1 – Ein Autofahrer überholt in einer Rechtskurve bei Gegenverkehr, bergauf und hat auch noch sein Smartphone in der Hand. Ich rufe Abstand, er schaut zurück und zeigt mir seinen Mittelfinger.

2 – Ich bereue, dass ich der Radrouten-Beschilderung gefolgt bin, um von Rutesheim nach Renningen zu kommen, statt die Landstraße zu nehmen, auf der es sogar einen begleitenden Radweg gibt. Stattdessen bin ich umständlich durch den Wald mit mehreren steilen Steigungen geführt worden. Teilweise ist die Beschilderung nicht eindeutig und an manchen Gabelungen fehlt sie komplett. Ich entscheide mich schließlich mit OsmAnd für eine Abkürzung zur Landstraße und komme an einem Punkt mitten in einer lang gezogenen Kurve heraus, wo man kaum den Verkehr einsehen kann und wo man 100 km/h fährt. Nicht schön.

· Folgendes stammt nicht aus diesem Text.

PR #80407, opened 2026-08-06
fix(search): stop the Windows path translator from rewriting search regexes

Drexuxux:
## What

`_escape_shell_arg` runs `_bash_safe_path` on whatever it is handed. On Windows that rewrites every backslash to `/`. For a path that is exactly right — bash eats backslashes and MSYS mangles `C:\Users\x` into the `Directory \drivers\etc does not exist` failure class — and it is what the docstring describes.

The content-search builders hand it the regex and the `--glob`/`--include` filter as well:

```python
cmd_parts.append(self._escape_shell_arg(pattern))
cmd_parts.append(self._escape_shell_arg(path))
```

So on Windows the pattern gets the path treatment. Capturing what actually reaches the shell:

```
grep -rnHE --exclude-dir='.*' '/d+' '/c/Users/.../project' | head -n 20
```

`\d+` arrives as `/d+`, `\bword\b` as `/bword/b`, `foo\.bar` as `foo/.bar`. Nothing matches `/d+`, so the search returns zero results and no error — the agent reads a clean "no matches" and moves on, which is worse than a failure it could react to. Every regex escape is affected, on both engines, in `search`, one of the most-used tools in the loop.

## Root cause

f2fcf89c1 ("fix(windows): bash-safe snapshot paths after #63113") swapped the helper's translator:

```diff
-        from tools.environments.local import _windows_to_msys_path
-        arg = _windows_to_msys_path(arg)
+        from tools.environments.local import _bash_safe_path
+        arg = _bash_safe_path(arg)
```

`_windows_to_msys_path` only rewrites drive-qualified paths, so a bare `\d+` passed through untouched. `_bash_safe_path` adds an unconditional `if "\\" in path: path = path.replace("\\", "/")` for mixed MSYS leftovers — correct for its stated job, but it made the helper act on any string containing a backslash, and the helper was already being used for arguments that are not paths. Both commits that built this helper describe it purely in terms of paths (d1ad9a0f5, f2fcf89c1); nothing intended it to reach a regex.

## The fix

Separate the quoting from the translation. `_escape_shell_literal` quotes for the shell without touching separators; the pattern and glob arguments use it. `_escape_shell_arg` keeps its behaviour and is now a thin wrapper — path arguments are unchanged, including the search root:

```
grep -rnHE --exclude-dir='.*' '\d+' '/c/Users/.../project'
```

## Tests and results

[...]

PR #92267, opened 2026-08-22
fix(tools): preserve search regexes on Windows

ogrrd:
## What does this PR do?

Fixes `search_files` regex arguments being rewritten as Windows paths before they reach `rg` or the `grep` fallback.

On native Windows, `_escape_shell_arg()` sends every value through `_bash_safe_path()`. That is correct for filesystem paths, but `_bash_safe_path()` also replaces backslashes with `/`. Regexes such as `AddDataFilePath\("Digital` therefore reached ripgrep as `AddDataFilePath/("Digital` and failed with an unclosed-group parse error.

### Fix

- Separate arbitrary shell quoting from filesystem path normalization, including globs and filename patterns.
- Preserve upstream's bounded native POSIX ripgrep fast path, passing patterns directly as argv without rewriting.
- On shell backends, pass single-line patterns through `stdin_data` to `rg -f -` / `grep -f -`, avoiding shell/path rewriting and Windows argv encoding.
- Preserve actual CR/LF in ripgrep patterns without converting them to regex escapes: send base64 data through stdin, decode after command preprocessing, and expand one quoted argument. A trailing sentinel prevents command substitution from stripping final newlines. This preserves `(?x)` whitespace/comment semantics and fixed-string zero-match probes. CR/LF patterns containing NUL are rejected explicitly; normal OS argument-size limits apply to this multiline path.
- Keep the grep fallback line-oriented rather than turning control characters into false matches.
- Group stdin-consuming pipelines so SDK heredoc redirection feeds the search engine rather than the trailing `head` process. Avoid an accidental blank second pattern.
- Distinguish multiline regex compilation errors from zero matches while retaining usable partial results for ordinary I/O errors.
- Keep the existing MSYS/native handling for actual filesystem paths.

## Related work

This is distinct from #80314, which addressed the search-root path passed to native `rg.exe`. This follow-up addresses regex/glob values accidentally passing through the path normalizer.

## Type of change

- [x] Bug fix (non-breaking change that fixes incorrect behavior)

### Current head: macOS rebase verification (September 21, 2026)

Rebased onto upstream `main` at `3be255eca6552e4f787bdfb0829fe83a1ab810bd`; current head is `0aa705109f1b32b8326ab07d311e1ca6aa6b2e85`. Resolved the filename-search conflict by retaining upstream's `find -H` symlink-root behavior together with this PR's non-path-translating pattern quoting. Upstream hidden-directory handling, live-cwd errors, and bounded native POSIX search remain intact.

[...]

PR #98617, opened 2026-08-30
fix(tools): search patterns are not paths — stop MSYS-translating regex on Windows

Dolverin:
## Behavior
- Preserve opaque regex and glob literals when invoking search tools through Git Bash on Windows.
- Convert filesystem roots separately to native Windows paths; cover matching and no-match paths.
- Keep native Windows tests on the Windows host rather than mocking the OS discriminator.

## Validation
- Official native Windows target suite: **65 passed, 0 failed, 6 Linux-only skipped**.
- Real `LocalEnvironment -> Git Bash -> rg.exe` regression covers backslash regex/glob handling, native roots and no-match behavior.
- Ruff and `git diff --check` passed; exact three-file candidate received independent final review.

## Publication
Updated fork revision: `8821d67c0821c0fbc445c9b1fbfa748e0054b17d`, one reviewed commit on upstream base `91adf584a4783d600e8f358a4f32ad95e7e0cdde`. Hosted CI must be evaluated for this exact revision; previous checks do not validate it. No installation or runtime change is included.

### DIFF
--- a/tests/tools/test_file_operations.py
+++ b/tests/tools/test_file_operations.py
@@ -898,3 +898,97 @@ class TestEscapeNativeToolArg:
         assert node_cmds, f"no node command captured in: {commands}"
         assert "'C:/Users/alice/app/main.js'" in node_cmds[0]
         assert "/c/Users" not in node_cmds[0]
+
+
+class TestSearchPatternIsNotAPath:
+    r"""Regression: a regex pattern must never go through the path translator.
+
+    Live failure (Windows, Aug 2026): `_search_with_rg` / `_search_with_grep`
+    escaped the PATTERN with `_escape_shell_arg`, which calls `_bash_safe_path`
+    — a *path* translator that rewrites every backslash to a forward slash on
+    Windows. Every regex escape was destroyed on the way to the binary:
+
+        setInterval\(   -> setInterval/(    -> rg: unclosed group
+        session\.resume -> session/.resume  -> matches the wrong thing
+        \bfoo\b        -> /bfoo/b          -> matches nothing
+
+    189 searches died this way in one week. A pattern's backslashes are regex
+    escapes, not path separators, so they must survive untouched.
+    """
+
+    def _ops(self, mock_env):
+        return ShellFileOperations(mock_env)
+
+    def _capture(self, mock_env):
+        commands = []
+
+        def side_effect(command, **kwargs):
+            commands.append(command)
+            if "test -e" in command:
+                return {"output": "exists", "returncode": 0}
+            if "command -v" in command:
+                return {"output": "yes", "returncode": 0}
+            return {"output": "", "returncode": 0}
+
+        mock_env.execute.side_effect = side_effect
+        return commands
+
+    @pytest.mark.parametrize(
+        "pattern",
+        [r"setInterval\(", r"session\.resume", r"\bfoo\b", r"\d+", r"toBe\(.*\)"],
+    )
+    def test_escape_shell_literal_preserves_regex_escapes(
+        self, mock_env, monkeypatch, pattern
+    ):
+        import tools.environments.local as local_mod
+
+        monkeypatch.setattr(local_mod, "_IS_WINDOWS", True)
+        ops = self._ops(mock_env)
+        assert ops._escape_shell_literal(pattern) == "'" + pattern + "'"
+
+    def test_escape_shell_literal_still_quotes_single_quotes(self, mock_env):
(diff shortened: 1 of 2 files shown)


alt-glitch:

Duplicate of #80407. Both patches separate regex/glob literal quoting from Windows path translation across the same search paths; #80407 is the earlier open implementation.

Dolverin:
Thanks — the triage is right about the root cause, and #80407 got there first
(2026-08-06). It independently arrived at the same split and even the same
helper name, `_escape_shell_literal`. Credit where it is due.

Two things kept me from just closing this one:

**#80407 no longer merges.** It is `CONFLICTING` / `DIRTY` against current
`main` and has not been touched since 2026-08-06. It was written before
`_escape_native_tool_arg` landed, so it still routes the *path* argument
through `_escape_shell_arg` — which is exactly where it now collides.

**It covered something this PR did not.** #80407 also fixed the `file_glob`
sites; my first commit only covered the pattern. I have now pulled that half
in (`b792401`), so this branch is a superset:

| | #80407 | this PR |
|---|---|---|
| pattern in `_zero_match_probe` | yes | yes |
| pattern in rg / grep / content | yes | yes |
| `file_glob` (`--glob`, `--include`, `-name`) | yes | yes (added) |
| path argument | `_escape_shell_arg` (pre-`_escape_native_tool_arg`) | `_escape_native_tool_arg` |
| tests | 7 | 26 |
| mergeable | no | yes |

The extra tests pin the boundary that makes this bug easy to reintroduce: in a
single command the glob and pattern must stay literal while the path still gets
the native `C:/` form. Without that, a future refactor collapses the two helpers
back together and the bug returns.

Verified on Windows, `pytest tests/tools/test_file_operations.py`:

| | passed | failed |
|---|---|---|
| base `66666f6e2` | 60 | 8 |
| this branch | 80 | 8 |

Identical 8 failures before and after — pre-existing host limitations
(`SeCreateSymbolicLinkPrivilege`, POSIX `umask`). No new failures, +20 passing.

Happy either way: land this one and close #80407, or I can rebase #80407's
authorship forward instead if the maintainers prefer that. The important thing
is that one of them lands — every search pattern carrying a regex escape is
silently broken on Windows today.

monerostar:

Host: Windows 11 (build 26200.9168), Python 3.11.15, pytest 9.1.1, `MSYS_NO_PATHCONV=1`. Checked out `b7924018cb`.

### Live rewrite (this machine)

`_bash_safe_path` / `_escape_shell_arg` really do destroy regex escapes on native Windows:

```
setInterval\(   ->  setInterval/(
session\.resume ->  session/.resume
\bfoo\b         ->  /bfoo/b
\d+             ->  /d+
```

`_escape_shell_literal` keeps the original pattern. Path handling stays split correctly:

- `_escape_shell_arg(r"C:\Users\Admin\src\hermes-agent-contrib")` → `'/c/Users/Admin/src/hermes-agent-contrib'`
- `_escape_native_tool_arg(...)` → `'C:/Users/Admin/src/hermes-agent-contrib'`

That second form is what `rg` needs here (Hermes bash has `MSYS_NO_PATHCONV=1`, so `/c/...` is not converted back).

### Tests

```
python -m pytest tests/tools/test_file_operations.py \
  -k "SearchPatternIsNotAPath or EscapeNativeToolArg or escape_shell" \
  -v --tb=short -o addopts=
```

**28 passed, 60 deselected in 2.67s** — all `TestSearchPatternIsNotAPath` cases plus the native-path tests.

Did not have `rg` on the git-bash PATH for a live binary probe; the construction tests + live `_bash_safe_path` output are the evidence.

### Sibling note (not a rubber-stamp)

- **#80407** is the earlier same-idea patch (`_escape_shell_literal`). Fair duplicate historically. This PR is the better current landing candidate: it is based on later main and keeps `_escape_native_tool_arg` for the search *root*, which #80407 still sends through `_escape_shell_arg`. Landing 80407 as-is on today's tree would risk feeding `/c/...` to native `rg`.
- **#92267** is a third approach (`rg -f -` / stdin). Same bug class; different shape.

The helper split here is small, matches existing quoting, and the glob change is the right extra (a glob is not a path either). I did not Approve — leaving the duplicate/sibling pick to maintainers.

alt-glitch:

Related: #80407 covers the same Windows regex/glob quoting fault, but is dirty and predates native-rg path handling. This mergeable branch retains the newer path conversion and adds the matching glob coverage, so it is a current landing candidate rather than a duplicate.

3 – In Renningen angekommen bin ich überrascht von der Fahrradinfrastruktur, wie z. B. rote Radfurten an Kreuzungen. An einer der Straßen gibt es einen begleitenden Radweg, der aber leider mitten auf der Straße endet. Alle Einbahnstraßen, die ich sehe, sind für Radfahrende in Gegenrichtung freigegeben. Und die Hauptstraße ist durchgehend auf Tempo 30 beschränkt. Sehr angenehm zu fahren.

4 – Ein Autofahrer mit Anhänger nimmt mir die Vorfahrt, soll der Radfahrer doch bremsen.

(Direktlink)

Später am Abend bin ich dann endlich mal wieder bei der Demo für den Bau eines Radwegs zwischen Perouse und Malmsheim. Die Hintergründe dafür gibt es in diesem Blogbeitrag. 14 Radfahrende sind dieses Mal dabei.